The answer is all of the data, repeated exactly.
DATA EXTRACT section start
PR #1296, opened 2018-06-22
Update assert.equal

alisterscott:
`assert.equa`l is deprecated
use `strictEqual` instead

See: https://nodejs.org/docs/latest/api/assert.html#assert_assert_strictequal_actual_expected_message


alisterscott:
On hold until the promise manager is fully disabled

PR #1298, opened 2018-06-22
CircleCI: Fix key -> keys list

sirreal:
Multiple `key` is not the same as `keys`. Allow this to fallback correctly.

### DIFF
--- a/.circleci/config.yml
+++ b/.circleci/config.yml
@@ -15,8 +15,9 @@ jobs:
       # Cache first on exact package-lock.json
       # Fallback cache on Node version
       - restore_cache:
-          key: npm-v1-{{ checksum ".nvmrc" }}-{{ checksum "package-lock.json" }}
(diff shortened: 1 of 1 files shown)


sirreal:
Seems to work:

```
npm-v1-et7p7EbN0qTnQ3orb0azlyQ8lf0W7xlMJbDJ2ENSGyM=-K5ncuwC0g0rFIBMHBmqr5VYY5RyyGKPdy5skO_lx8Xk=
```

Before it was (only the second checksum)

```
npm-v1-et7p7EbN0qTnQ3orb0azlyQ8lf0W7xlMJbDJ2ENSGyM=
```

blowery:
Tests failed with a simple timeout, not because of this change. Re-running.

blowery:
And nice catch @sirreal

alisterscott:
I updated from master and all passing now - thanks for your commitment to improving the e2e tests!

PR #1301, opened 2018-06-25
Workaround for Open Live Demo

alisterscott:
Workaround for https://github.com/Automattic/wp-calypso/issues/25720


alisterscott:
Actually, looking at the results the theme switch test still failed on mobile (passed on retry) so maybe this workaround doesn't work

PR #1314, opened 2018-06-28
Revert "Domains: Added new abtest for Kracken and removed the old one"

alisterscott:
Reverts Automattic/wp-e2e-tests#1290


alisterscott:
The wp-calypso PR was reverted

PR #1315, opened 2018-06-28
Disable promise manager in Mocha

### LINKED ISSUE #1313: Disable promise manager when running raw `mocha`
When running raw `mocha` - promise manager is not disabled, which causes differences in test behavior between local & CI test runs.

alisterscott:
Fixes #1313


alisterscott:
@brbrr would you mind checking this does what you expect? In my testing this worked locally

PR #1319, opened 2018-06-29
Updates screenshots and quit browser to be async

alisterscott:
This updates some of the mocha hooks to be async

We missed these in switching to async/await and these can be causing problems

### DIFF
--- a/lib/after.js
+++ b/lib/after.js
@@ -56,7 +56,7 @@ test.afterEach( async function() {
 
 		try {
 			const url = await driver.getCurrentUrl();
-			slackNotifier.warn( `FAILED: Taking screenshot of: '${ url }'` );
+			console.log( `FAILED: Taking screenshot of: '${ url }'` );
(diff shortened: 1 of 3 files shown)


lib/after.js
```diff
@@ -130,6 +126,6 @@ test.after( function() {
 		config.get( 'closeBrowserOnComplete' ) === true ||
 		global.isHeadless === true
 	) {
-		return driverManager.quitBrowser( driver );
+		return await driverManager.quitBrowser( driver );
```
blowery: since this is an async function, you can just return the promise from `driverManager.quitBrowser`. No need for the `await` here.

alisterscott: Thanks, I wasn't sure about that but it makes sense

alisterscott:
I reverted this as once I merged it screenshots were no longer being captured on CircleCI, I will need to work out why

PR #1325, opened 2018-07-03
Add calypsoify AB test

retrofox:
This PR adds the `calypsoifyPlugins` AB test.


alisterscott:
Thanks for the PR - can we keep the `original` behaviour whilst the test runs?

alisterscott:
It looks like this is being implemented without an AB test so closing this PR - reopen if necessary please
DATA EXTRACT section end
> _ANSWER SECTION_:
PR #1296, opened 2018-06-22
Update assert.equal

alisterscott:
`assert.equa`l is deprecated
use `strictEqual` instead

See: https://nodejs.org/docs/latest/api/assert.html#assert_assert_strictequal_actual_expected_message


alisterscott:
On hold until the promise manager is fully disabled

PR #1298, opened 2018-06-22
CircleCI: Fix key -> keys list

sirreal:
Multiple `key` is not the same as `keys`. Allow this to fallback correctly.

### DIFF
--- a/.circleci/config.yml
+++ b/.circleci/config.yml
@@ -15,8 +15,9 @@ jobs:
       # Cache first on exact package-lock.json
       # Fallback cache on Node version
       - restore_cache:
-          key: npm-v1-{{ checksum ".nvmrc" }}-{{ checksum "package-lock.json" }}
(diff shortened: 1 of 1 files shown)


sirreal:
Seems to work:

```
npm-v1-et7p7EbN0qTnQ3orb0azlyQ8lf0W7xlMJbDJ2ENSGyM=-K5ncuwC0g0rFIBMHBmqr5VYY5RyyGKPdy5skO_lx8Xk=
```

Before it was (only the second checksum)

```
npm-v1-et7p7EbN0qTnQ3orb0azlyQ8lf0W7xlMJbDJ2ENSGyM=
```

blowery:
Tests failed with a simple timeout, not because of this change. Re-running.

blowery:
And nice catch @sirreal

alisterscott:
I updated from master and all passing now - thanks for your commitment to improving the e2e tests!

PR #1301, opened 2018-06-25
Workaround for Open Live Demo

alisterscott:
Workaround for https://github.com/Automattic/wp-calypso/issues/25720


alisterscott:
Actually, looking at the results the theme switch test still failed on mobile (passed on retry) so maybe this workaround doesn't work

PR #1314, opened 2018-06-28
Revert "Domains: Added new abtest for Kracken and removed the old one"

alisterscott:
Reverts Automattic/wp-e2e-tests#1290


alisterscott:
The wp-calypso PR was reverted

PR #1315, opened 2018-06-28
Disable promise manager in Mocha

### LINKED ISSUE #1313: Disable promise manager when running raw `mocha`
When running raw `mocha` - promise manager is not disabled, which causes differences in test behavior between local & CI test runs.

alisterscott:
Fixes #1313


alisterscott:
@brbrr would you mind checking this does what you expect? In my testing this worked locally

PR #1319, opened 2018-06-29
Updates screenshots and quit browser to be async

alisterscott:
This updates some of the mocha hooks to be async

We missed these in switching to async/await and these can be causing problems

### DIFF
--- a/lib/after.js
+++ b/lib/after.js
@@ -56,7 +56,7 @@ test.afterEach( async function() {
 
 		try {
 			const url = await driver.getCurrentUrl();
-			slackNotifier.warn( `FAILED: Taking screenshot of: '${ url }'` );
+			console.log( `FAILED: Taking screenshot of: '${ url }'` );
(diff shortened: 1 of 3 files shown)


lib/after.js
```diff
@@ -130,6 +126,6 @@ test.after( function() {
 		config.get( 'closeBrowserOnComplete' ) === true ||
 		global.isHeadless === true
 	) {
-		return driverManager.quitBrowser( driver );
+		return await driverManager.quitBrowser( driver );
```
blowery: since this is an async function, you can just return the promise from `driverManager.quitBrowser`. No need for the `await` here.

alisterscott: Thanks, I wasn't sure about that but it makes sense

alisterscott:
I reverted this as once I merged it screenshots were no longer being captured on CircleCI, I will need to work out why

PR #1325, opened 2018-07-03
Add calypsoify AB test

retrofox:
This PR adds the `calypsoifyPlugins` AB test.


alisterscott:
Thanks for the PR - can we keep the `original` behaviour whilst the test runs?

alisterscott:
It looks like this is being implemented without an AB test so closing this PR - reopen if necessary please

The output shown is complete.